━━ Entries shown ━━

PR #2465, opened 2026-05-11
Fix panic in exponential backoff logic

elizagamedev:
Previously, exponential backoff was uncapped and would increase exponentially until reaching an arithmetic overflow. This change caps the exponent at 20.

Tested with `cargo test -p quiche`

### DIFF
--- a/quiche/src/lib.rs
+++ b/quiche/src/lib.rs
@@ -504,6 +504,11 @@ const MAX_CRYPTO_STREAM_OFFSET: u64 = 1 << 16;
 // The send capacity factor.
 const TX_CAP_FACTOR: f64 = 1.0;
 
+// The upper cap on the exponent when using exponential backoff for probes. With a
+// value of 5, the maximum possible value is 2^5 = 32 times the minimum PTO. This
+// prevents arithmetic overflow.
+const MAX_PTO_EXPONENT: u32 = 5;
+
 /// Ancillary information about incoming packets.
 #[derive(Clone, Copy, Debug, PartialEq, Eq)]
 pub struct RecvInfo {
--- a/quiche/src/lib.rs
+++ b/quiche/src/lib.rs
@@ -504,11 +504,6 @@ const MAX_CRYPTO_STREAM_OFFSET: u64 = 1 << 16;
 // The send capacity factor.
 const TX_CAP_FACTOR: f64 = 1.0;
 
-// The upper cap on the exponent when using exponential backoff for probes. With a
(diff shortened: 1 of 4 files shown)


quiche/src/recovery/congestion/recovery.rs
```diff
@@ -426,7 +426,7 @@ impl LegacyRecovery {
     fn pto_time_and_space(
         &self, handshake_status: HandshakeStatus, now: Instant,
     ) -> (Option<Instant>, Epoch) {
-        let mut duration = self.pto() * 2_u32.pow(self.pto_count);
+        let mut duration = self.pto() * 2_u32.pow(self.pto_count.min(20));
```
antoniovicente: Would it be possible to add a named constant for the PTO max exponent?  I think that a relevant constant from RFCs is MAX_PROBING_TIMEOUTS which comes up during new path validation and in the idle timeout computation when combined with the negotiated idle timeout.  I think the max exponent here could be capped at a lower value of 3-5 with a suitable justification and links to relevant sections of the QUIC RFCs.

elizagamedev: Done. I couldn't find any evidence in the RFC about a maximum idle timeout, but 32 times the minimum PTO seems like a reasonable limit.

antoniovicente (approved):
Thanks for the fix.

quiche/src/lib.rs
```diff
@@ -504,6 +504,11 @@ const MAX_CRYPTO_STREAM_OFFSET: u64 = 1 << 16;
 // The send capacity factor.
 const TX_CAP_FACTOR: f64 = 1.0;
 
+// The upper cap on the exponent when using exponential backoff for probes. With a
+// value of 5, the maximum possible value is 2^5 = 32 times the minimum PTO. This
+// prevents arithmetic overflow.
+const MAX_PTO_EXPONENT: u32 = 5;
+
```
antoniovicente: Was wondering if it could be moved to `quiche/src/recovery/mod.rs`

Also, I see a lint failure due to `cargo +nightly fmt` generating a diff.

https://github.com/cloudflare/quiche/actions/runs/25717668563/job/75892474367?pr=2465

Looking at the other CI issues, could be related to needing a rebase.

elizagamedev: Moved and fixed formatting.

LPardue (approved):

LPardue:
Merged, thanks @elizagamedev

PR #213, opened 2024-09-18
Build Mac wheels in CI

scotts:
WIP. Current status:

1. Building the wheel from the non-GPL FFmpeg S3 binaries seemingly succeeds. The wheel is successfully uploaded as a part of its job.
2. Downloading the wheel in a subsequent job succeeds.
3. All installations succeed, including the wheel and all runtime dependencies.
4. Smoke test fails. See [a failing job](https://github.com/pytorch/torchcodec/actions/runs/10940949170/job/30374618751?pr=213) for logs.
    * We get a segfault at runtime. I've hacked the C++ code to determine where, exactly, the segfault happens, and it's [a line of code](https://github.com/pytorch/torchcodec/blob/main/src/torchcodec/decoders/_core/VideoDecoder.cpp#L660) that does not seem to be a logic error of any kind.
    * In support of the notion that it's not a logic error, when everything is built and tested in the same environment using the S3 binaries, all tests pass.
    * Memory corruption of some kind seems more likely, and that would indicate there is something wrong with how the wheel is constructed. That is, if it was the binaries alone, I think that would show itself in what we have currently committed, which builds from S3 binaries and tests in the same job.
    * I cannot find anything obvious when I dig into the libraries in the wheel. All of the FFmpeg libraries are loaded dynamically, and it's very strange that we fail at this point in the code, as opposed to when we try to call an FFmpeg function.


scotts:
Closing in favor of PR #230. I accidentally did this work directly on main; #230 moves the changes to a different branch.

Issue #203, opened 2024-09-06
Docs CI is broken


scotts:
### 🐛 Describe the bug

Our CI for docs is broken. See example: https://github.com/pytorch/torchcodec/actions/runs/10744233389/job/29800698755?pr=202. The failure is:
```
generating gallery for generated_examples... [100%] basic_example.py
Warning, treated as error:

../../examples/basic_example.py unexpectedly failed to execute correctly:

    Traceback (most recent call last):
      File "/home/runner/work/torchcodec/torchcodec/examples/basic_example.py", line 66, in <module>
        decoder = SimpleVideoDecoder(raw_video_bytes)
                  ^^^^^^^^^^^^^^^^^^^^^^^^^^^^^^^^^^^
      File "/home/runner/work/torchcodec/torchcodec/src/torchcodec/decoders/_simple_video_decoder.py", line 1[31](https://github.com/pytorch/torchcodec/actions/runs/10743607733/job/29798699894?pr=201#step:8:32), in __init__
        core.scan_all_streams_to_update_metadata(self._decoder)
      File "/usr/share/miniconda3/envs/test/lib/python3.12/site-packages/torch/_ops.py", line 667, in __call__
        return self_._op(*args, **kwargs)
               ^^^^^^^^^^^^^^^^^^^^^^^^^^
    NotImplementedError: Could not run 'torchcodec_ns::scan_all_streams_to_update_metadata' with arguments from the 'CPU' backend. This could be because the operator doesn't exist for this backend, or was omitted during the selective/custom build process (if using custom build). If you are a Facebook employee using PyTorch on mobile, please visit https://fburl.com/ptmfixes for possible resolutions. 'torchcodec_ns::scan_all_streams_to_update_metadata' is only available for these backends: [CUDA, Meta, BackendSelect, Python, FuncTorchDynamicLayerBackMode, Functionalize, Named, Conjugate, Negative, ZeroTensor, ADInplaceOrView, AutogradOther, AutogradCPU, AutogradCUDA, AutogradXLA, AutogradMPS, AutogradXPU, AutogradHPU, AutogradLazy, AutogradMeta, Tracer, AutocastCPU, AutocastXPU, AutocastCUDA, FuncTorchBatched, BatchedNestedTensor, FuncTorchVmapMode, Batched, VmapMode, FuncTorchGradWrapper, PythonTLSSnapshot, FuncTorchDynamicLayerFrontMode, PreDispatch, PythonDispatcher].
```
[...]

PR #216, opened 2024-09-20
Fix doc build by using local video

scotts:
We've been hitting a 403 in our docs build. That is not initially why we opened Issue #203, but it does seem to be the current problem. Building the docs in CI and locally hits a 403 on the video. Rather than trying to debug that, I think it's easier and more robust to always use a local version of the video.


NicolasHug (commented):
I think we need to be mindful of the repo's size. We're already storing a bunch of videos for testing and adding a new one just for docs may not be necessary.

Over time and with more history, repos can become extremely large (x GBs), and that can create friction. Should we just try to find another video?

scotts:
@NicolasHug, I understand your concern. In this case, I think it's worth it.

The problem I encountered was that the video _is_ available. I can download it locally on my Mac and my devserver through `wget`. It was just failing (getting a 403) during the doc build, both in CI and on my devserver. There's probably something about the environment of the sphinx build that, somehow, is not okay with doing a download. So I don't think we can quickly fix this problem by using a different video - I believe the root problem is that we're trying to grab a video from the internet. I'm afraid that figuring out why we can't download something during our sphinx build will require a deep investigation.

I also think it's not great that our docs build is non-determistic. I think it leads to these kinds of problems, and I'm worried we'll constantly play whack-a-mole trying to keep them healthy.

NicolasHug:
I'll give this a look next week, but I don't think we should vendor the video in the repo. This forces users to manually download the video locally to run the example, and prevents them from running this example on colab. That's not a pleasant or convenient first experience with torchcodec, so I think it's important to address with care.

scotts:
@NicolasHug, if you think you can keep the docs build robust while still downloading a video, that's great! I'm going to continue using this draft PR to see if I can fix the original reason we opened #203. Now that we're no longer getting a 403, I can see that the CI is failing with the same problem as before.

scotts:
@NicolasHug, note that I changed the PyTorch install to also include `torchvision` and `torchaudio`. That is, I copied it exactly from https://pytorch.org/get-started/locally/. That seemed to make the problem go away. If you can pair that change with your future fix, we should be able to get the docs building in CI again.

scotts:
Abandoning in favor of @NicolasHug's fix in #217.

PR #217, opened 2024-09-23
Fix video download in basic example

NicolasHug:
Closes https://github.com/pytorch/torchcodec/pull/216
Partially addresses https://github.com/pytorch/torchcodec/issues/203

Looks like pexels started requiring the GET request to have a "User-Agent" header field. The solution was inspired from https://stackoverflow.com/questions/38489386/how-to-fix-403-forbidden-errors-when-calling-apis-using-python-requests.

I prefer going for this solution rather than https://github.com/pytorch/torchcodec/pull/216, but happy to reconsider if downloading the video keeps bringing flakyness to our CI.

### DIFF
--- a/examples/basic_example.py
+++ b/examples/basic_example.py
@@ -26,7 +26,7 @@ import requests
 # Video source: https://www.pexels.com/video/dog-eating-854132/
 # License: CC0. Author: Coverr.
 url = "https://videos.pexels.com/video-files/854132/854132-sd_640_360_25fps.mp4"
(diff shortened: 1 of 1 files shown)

━━━
━━ Entries shown ━━

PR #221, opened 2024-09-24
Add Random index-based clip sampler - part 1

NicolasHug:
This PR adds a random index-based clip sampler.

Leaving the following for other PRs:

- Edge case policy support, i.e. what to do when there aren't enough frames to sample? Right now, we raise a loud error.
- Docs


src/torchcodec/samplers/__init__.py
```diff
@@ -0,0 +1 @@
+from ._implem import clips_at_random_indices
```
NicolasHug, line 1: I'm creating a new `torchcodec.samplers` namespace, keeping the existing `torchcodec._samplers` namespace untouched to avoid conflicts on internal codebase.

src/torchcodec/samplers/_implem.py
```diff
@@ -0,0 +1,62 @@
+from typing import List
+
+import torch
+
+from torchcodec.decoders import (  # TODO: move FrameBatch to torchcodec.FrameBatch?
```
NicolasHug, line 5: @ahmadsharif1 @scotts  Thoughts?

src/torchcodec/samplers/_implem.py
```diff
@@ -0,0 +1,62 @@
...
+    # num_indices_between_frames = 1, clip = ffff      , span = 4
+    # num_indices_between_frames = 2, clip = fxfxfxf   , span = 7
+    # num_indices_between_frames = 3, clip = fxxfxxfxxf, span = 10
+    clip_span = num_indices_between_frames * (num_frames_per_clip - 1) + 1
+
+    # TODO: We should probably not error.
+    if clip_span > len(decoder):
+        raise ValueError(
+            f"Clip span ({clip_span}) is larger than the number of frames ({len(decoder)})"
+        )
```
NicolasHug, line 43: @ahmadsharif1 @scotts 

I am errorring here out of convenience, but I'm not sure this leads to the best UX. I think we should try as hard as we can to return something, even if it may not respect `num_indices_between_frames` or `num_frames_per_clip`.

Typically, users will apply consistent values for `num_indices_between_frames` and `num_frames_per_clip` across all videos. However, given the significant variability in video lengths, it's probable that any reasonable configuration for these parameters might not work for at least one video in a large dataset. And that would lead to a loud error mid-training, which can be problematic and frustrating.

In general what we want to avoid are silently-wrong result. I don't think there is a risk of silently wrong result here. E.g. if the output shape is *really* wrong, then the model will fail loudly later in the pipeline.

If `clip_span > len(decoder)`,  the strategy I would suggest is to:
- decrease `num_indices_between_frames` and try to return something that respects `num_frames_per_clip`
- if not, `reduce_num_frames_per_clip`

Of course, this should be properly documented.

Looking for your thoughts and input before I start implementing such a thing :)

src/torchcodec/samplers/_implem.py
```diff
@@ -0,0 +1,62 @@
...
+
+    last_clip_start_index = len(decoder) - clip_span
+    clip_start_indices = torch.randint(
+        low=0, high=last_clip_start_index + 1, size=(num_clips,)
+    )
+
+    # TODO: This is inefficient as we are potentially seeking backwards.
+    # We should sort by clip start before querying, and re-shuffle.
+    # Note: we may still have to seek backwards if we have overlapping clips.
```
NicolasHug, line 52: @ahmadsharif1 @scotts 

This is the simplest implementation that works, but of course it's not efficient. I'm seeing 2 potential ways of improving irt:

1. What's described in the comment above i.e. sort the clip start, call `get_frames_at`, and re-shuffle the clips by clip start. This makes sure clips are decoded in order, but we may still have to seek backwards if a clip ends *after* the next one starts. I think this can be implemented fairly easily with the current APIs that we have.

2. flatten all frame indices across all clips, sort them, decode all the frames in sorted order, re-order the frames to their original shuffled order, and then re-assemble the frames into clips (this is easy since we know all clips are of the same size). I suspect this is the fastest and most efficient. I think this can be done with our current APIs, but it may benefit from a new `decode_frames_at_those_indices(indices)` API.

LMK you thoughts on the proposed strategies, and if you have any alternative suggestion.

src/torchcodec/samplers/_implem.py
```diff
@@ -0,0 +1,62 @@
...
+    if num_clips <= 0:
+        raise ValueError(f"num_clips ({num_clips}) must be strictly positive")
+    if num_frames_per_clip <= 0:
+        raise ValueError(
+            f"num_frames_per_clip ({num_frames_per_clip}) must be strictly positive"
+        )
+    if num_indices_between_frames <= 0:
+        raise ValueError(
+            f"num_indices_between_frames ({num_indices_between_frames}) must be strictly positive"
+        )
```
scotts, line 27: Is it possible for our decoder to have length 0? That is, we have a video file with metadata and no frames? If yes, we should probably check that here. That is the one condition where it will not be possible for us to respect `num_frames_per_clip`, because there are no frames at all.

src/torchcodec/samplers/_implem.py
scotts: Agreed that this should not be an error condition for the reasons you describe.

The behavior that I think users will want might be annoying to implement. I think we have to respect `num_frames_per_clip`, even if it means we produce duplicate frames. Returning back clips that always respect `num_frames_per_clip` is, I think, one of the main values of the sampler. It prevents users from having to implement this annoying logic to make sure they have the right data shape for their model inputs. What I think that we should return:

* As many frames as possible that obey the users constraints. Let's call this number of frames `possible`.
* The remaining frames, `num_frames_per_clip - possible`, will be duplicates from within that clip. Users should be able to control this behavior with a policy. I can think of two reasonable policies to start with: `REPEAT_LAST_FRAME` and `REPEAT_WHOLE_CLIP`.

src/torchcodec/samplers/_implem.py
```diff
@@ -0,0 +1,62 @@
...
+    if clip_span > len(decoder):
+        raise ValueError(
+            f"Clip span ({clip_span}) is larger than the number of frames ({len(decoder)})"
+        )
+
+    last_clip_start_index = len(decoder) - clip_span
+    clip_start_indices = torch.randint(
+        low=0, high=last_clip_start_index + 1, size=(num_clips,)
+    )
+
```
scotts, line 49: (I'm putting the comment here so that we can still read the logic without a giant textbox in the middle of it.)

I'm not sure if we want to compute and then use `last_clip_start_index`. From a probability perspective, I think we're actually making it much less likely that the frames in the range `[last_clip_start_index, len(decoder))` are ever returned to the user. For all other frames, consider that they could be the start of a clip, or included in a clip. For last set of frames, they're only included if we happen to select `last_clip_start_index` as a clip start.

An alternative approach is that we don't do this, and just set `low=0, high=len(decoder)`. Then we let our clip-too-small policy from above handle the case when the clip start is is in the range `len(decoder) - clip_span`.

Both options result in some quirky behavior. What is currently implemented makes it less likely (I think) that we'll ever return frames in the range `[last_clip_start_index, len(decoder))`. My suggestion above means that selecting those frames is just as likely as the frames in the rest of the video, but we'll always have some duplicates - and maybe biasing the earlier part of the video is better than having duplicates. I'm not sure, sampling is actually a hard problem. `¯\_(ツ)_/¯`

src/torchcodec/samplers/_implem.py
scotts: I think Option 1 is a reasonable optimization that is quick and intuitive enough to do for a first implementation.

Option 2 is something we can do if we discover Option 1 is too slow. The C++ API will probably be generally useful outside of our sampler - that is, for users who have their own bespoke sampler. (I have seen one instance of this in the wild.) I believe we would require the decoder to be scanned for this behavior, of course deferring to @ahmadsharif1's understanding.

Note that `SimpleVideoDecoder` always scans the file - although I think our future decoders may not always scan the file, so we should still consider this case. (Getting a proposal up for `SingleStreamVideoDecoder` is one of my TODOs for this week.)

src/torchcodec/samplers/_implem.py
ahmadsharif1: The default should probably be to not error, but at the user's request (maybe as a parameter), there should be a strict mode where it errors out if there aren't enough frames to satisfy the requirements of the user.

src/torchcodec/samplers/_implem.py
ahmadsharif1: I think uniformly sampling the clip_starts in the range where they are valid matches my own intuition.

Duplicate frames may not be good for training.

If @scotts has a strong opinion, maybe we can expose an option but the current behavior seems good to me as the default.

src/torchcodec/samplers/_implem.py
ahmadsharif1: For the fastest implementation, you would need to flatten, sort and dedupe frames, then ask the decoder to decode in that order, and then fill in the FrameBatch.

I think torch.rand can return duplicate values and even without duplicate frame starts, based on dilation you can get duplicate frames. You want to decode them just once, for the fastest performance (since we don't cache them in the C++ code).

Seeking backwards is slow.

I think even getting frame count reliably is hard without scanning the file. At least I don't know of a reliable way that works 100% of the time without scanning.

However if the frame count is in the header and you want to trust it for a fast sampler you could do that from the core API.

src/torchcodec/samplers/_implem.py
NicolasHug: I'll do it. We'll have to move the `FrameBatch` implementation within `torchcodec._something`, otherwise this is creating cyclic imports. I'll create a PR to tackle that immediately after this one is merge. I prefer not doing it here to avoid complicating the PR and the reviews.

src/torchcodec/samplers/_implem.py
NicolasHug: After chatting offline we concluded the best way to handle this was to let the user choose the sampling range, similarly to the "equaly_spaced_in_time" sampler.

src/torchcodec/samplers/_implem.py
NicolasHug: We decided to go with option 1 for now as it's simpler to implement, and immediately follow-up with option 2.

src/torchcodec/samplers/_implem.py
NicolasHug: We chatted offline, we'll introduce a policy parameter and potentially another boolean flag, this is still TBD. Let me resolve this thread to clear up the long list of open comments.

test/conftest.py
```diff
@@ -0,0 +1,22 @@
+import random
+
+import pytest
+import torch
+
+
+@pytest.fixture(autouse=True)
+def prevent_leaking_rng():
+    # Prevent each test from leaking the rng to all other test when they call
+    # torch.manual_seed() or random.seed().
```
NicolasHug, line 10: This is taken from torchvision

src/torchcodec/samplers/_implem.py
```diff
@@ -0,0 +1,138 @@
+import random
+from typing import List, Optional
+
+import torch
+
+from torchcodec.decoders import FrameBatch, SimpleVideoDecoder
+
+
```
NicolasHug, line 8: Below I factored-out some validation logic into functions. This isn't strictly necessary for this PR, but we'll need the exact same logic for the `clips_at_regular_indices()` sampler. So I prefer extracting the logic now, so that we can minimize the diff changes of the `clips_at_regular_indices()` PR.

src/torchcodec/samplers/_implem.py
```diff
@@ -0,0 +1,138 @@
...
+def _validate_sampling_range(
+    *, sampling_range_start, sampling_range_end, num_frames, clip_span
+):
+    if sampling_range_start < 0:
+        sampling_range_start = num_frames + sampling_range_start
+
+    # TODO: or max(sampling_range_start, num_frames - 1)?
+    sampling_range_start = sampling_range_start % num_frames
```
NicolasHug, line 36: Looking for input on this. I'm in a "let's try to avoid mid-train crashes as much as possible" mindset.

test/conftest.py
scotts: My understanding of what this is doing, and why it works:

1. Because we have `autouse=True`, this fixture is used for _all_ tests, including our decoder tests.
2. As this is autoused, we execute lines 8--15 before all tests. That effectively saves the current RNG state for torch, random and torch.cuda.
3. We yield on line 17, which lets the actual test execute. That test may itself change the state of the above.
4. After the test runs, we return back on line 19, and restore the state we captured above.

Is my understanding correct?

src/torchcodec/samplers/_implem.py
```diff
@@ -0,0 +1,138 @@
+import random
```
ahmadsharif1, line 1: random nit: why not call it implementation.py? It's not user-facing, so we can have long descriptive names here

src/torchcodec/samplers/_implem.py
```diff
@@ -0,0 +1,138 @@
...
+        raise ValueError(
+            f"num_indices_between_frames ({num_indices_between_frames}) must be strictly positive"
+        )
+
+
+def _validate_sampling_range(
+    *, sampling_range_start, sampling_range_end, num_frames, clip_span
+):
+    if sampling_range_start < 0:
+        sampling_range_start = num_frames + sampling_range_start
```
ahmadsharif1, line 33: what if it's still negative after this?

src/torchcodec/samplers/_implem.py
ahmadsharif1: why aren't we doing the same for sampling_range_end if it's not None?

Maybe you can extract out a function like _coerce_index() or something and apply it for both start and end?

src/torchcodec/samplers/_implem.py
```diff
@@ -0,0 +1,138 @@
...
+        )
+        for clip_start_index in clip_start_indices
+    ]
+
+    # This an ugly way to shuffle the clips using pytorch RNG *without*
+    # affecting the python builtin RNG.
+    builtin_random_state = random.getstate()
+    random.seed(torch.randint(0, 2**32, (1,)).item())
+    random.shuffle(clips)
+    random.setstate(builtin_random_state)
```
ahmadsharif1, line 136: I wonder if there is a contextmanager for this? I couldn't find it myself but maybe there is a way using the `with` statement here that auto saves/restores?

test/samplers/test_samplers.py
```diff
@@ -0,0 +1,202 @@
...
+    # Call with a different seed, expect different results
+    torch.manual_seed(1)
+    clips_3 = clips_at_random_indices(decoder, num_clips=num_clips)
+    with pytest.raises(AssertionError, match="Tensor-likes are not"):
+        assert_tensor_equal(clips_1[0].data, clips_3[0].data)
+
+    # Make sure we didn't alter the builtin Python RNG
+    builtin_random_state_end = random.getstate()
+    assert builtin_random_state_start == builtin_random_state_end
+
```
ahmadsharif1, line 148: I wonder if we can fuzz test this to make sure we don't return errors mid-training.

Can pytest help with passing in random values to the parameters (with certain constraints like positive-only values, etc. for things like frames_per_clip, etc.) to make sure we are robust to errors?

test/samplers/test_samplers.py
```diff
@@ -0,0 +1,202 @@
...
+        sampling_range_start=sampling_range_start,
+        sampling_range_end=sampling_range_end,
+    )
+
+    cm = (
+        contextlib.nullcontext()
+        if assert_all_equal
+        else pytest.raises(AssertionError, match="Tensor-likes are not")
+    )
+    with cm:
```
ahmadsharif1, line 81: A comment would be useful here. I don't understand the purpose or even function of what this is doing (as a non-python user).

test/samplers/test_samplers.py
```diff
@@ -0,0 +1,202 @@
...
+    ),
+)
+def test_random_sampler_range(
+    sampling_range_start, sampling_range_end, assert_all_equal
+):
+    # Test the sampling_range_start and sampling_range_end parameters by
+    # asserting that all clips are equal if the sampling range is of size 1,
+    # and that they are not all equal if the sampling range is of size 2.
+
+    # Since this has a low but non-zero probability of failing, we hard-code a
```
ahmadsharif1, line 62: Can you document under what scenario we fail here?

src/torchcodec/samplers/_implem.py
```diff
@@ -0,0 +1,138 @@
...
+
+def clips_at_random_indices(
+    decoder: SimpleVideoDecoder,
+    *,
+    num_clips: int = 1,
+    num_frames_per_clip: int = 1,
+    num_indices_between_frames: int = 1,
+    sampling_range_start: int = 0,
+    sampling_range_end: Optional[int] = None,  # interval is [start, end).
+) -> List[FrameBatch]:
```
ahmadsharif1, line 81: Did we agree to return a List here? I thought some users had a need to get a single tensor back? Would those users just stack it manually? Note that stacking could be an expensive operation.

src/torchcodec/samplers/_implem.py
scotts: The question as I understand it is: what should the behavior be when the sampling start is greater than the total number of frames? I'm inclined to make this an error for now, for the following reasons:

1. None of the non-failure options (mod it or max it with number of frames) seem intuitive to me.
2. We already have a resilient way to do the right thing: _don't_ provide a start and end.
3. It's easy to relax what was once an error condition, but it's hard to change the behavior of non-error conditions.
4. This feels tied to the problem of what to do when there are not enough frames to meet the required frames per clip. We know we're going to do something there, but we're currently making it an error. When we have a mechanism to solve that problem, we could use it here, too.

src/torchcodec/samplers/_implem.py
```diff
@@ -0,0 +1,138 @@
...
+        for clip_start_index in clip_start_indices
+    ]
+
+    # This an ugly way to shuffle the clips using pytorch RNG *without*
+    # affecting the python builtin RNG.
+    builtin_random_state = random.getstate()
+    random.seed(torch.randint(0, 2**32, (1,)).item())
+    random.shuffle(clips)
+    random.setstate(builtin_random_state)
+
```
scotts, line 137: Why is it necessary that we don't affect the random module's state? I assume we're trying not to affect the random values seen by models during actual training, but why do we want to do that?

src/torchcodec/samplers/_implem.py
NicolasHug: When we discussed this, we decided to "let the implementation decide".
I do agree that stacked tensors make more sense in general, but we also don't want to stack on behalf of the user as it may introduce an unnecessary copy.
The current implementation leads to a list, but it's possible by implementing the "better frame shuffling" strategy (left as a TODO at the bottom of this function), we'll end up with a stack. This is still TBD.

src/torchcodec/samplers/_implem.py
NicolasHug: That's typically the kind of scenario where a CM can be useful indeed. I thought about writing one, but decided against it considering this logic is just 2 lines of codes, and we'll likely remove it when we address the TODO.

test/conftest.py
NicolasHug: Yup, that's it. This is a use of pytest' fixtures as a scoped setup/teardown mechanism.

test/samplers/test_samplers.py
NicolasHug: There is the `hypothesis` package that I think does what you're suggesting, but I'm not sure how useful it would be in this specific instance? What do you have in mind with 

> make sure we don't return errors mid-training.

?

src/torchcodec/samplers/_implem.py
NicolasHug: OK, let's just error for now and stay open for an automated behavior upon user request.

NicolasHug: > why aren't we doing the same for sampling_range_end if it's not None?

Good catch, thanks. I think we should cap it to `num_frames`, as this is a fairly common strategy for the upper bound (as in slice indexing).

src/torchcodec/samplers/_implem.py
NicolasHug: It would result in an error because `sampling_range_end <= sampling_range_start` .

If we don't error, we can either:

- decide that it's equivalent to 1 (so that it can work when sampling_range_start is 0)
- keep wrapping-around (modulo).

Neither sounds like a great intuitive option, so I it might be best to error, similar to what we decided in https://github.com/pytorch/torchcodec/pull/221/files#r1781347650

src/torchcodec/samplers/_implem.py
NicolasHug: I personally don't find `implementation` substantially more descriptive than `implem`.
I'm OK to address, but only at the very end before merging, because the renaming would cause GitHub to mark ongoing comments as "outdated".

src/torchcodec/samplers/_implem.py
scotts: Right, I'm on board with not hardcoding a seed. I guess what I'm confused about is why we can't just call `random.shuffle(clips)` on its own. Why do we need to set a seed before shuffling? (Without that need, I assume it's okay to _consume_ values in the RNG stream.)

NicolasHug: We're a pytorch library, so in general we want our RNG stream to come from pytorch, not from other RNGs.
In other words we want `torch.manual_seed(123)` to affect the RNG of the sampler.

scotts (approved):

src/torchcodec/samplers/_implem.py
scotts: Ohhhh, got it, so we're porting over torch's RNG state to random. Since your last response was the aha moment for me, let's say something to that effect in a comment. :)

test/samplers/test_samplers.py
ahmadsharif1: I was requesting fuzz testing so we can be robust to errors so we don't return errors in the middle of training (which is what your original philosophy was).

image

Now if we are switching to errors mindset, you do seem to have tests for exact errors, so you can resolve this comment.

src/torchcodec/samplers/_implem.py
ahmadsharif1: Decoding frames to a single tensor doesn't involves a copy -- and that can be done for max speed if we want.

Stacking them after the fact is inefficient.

━━━

> **To do**:
Find the word "approved" in the records and pull out each line that has it.

> **Result for this task**:
antoniovicente (approved):
LPardue (approved):
scotts (approved):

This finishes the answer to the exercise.